Он – ошибка. Его засосало мещанское болото. Странно, что она не сказала, что он должен очиститься, запеть «Марсельезу» и устроиться на завод, чтобы тяжким трудом смыть с себя позор бизнесменского прошлого.
Деньги – гадость. Достаток – зло. Мечтать о материальном – низко. Не имеет значения, во что ты одет, имеет значение только твое внутреннее содержание. Все, кто с этим не согласен, – недостойные ничтожества. Помыслы должны быть чисты и мысли возвышенны, только тогда ты имеешь право называться человеком.
Зачем тебе джинсы? Вовины брючки вполне ничего, ты в них еще год проходишь. Какое имеет значение, что все над тобой смеются? Они просто дураки и ничего не понимают, только и всего. Зачем тебе в парикмахерскую? Мама отлично тебя подстрижет, лучше всякой парикмахерской.
Конечно, лучше. В парикмахерской нужно было оставить целый рубль, а взять его, несмотря на все презрение к деньгам, было негде.

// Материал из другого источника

PR #515, opened 2016-03-26
Add prefix-members rule

adrianton3:
I've mistyped `shouldComponentUpdate` and other React class members with long names too many times. This rule is intended to prevent that.

There's an unwritten convention that user methods should start with an `_` (flux tutorial uses this http://facebook.github.io/flux/docs/todo-list.html). This way it's easy to tell if a React method was misspelled by checking that member names that don't start with an `_` are in a short list of valid React methods.

This rule appeals to people who want to enforce the `_` prefix and also avoid bugs caused by typos.

Example that triggers a warning:

``` js
  componentDidUpdaet() { 
    // this never executes since there's a typo in the method name
  },
  render: function() {
  }
});
```

Example that doesn't trigger a warning:

``` js
  _handleClick() { 
    // ...
  },
  render: function() {
    return <div onClick={this._handleClick}>Hello {this.props.name}</div>;
  }
});
```

It has 100% coverage, but no doc yet - if this rule is good to be merged then I can write that too.

### DIFF
--- a/lib/rules/prefix-members.js
+++ b/lib/rules/prefix-members.js
@@ -1,0 +1,76 @@
+/**
+ * @fileoverview Enforce "_" prefix to user methods in a React component definition
+ * @author Adrian Toncean
+ */
+'use strict';
+
+var Components = require('../util/Components');
+
+// ------------------------------------------------------------------------------
+// Rule Definition
+// ------------------------------------------------------------------------------
+
+module.exports = Components.detect(function(context, components, utils) {
+  var reactMemberNames = [
+    'displayName',
+    'propTypes',
+    'contextTypes',
+    'childContextTypes',
+    'mixins',
+    'statics',
+    'defaultProps',
+    'constructor',
+    'getDefaultProps',
+    'state',
+    'getInitialState',
+    'getChildContext',
+    'componentWillMount',
+    'componentDidMount',
+    'componentWillReceiveProps',
+    'shouldComponentUpdate',
+    'componentWillUpdate',
+    'componentDidUpdate',
+    'render',
+    'componentWillUnmount'
+  ];
+
+  function isValid(name) {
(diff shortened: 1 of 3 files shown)


ljharb:
I strongly dislike this convention, as `_` is used usually to indicate "privacy" and not "user methods". Since JS does not have privacy, this convention often misleads people into thinking they don't have to test `_`-prefixed things, or that they can break `_`-prefixed things without a major version bump.

If this rule is to be included, could it please have a configurable prefix?? Ideally, even a *required* prefix so that it doesn't default to `_` and thus implicitly endorse its use.

yannickcr:
Also I am not totally convinced that it could be a useful rule since [`sort-comp`](https://github.com/yannickcr/eslint-plugin-react/blob/master/docs/rules/sort-comp.md) could already warn you if a method is mistyped (since it will detect an user method in the lifecycle ones).

lib/rules/prefix-members.js
```diff
@@ -0,0 +1,76 @@
...
+ */
+'use strict';
+
+var Components = require('../util/Components');
+
+// ------------------------------------------------------------------------------
+// Rule Definition
+// ------------------------------------------------------------------------------
+
+module.exports = Components.detect(function(context, components, utils) {
```
petersendidit: This should use the [new eslint rule format](http://eslint.org/blog/2016/07/eslint-new-rule-format)

lencioni:
What if we had a rule that warned you about method names that had a small levenshtein distance (maybe <= 3) from lifecycle methods?

ljharb:
We have the `no-typos` rule: https://github.com/yannickcr/eslint-plugin-react/blob/master/docs/rules/no-typos.md

I think this PR should be closed; any improvements should go to that rule.

Issue #516, opened 2016-03-28
`prefer-stateless-function` should detect `null` in if shorthand return


inyono:
With enabled rule `prefer-stateless-function`, the following does throw a warning although `null` may be returned:
```.js
class If extends Component {
  render() {
    const { condition, ...props } = this.props

    return condition ? <this.props.component {...props} /> : null
  }
}
```
If we write the result to a variable, though, there is no warning:
```.js
class If extends Component {
  render() {
    const { condition, ...props } = this.props

    const component = condition ? <this.props.component {...props} /> : null

    return component
  }
}
```

PR #520, opened 2016-03-29
Add failing test for #516

inyono:
Adds a failing test for my issue #516. I will try to solve this. If you have a fix for this, feel free to continue this PR.


yannickcr:
Thanks for this failing case. I think the problem comes from [isReturningJSX](https://github.com/yannickcr/eslint-plugin-react/blob/master/lib/util/Components.js#L171) where we only check if the ternary condition is returning JSX in one case (since this function is also used to detect stateless components).

PR #526, opened 2016-04-02
Fix grammar in prefer-stateless-function rule

ahoym:
While looking up this rule, this particular sentence read a little awkwardly.

This PR contains a minor grammar change in the markdown file for the `prefer-stateless-function` rule.


yannickcr:
Merged, thanks!

PR #535, opened 2016-04-07
Add a new rule to ensure position of first property in JSX

jseminck:
In our project we want to use the AirBnB React Style guidelines when it comes to React/JSX code style. One of the rules for JSX is to align components as such:

// bad
```js
<Foo superLongParam="bar"
     anotherSuperLongParam="baz" />
```

// good
```js
<Foo
  superLongParam="bar"
  anotherSuperLongParam="baz"
/>
```

However, I could not find a rule which enforces that the first property should be placed on a new line, in the case of a multiline JSX component.

As an experiment, I decided to try and implement this myself. The result is this PR.

I decided to make three options, although not sure if the other two are really relevant:
`always`: The first prop should always be on a new line, even when there is only 1 property.
`never`: The first prop should never be on a new line, so should always be on the same line as the opening component tag.
`multiline`: Follows AirBnB style. In the case of a multiline component the first prop should be on a new line, otherwise when all props are on a single line then this is allowed.

Please have a look at the code, tests, style, etc... If you have any comments or tips on how to improve this, please let me know. I'd love to see this make it to the project, as it already helped me find a few places which I missed out during my initial refactor to this AirBnB style.


jseminck:
Seems like there is already an open PR: https://github.com/yannickcr/eslint-plugin-react/pull/427

And there are other issues asking for the same functionality: https://github.com/yannickcr/eslint-plugin-react/issues/410

So would be nice to include this one way or another. I'm up for trying to improve this specific implementation or helping out with the other PR if needed.

ljharb:
It would be super ideal if one of these approaches made it in ASAP. I'd love to include it in the next release of the eslint plugin, which will be a semver-major anyways. (@yannickcr)

yannickcr:
Merged. Thanks!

Яблоки раз в году, в августе, из собственного сада. Яблони были старые, яблочки мелкие и несладкие, с почерневшими бочками. Есть их было невкусно, но других не было. Шоколадкой его в первый раз угостили в школе, и он потом каждый день приставал к Наде Суриковой – может, даст еще. Колбаса только по праздникам, тоненький кусочек колбасы на толстом‑претолстом куске хлеба. Всю весну и осень он ходил в школу в растоптанных ботах, таща в мешке «сменку», полотняные тапочки на резиновом ходу. Зеленые кримпленовые брюки, перешитые бабушкой из отцовских, натирали кожу между ног, а других у него не было. Цигейковая шапка была велика – почему‑то она была ему велика всю жизнь – и съезжала на нос, мешая видеть. Примерно до третьего класса отец привозил его в школу на велосипеде. Сидеть было неудобно, попка затекала, ноги свешивались и болтались как макаронины, в штанинах полоскался холодный ветер. Прохожие провожали их недоуменными взглядами – никто не ездил зимой на велосипеде, да еще с ребенком. Родители одноклассников его жалели, одноклассники – смеялись.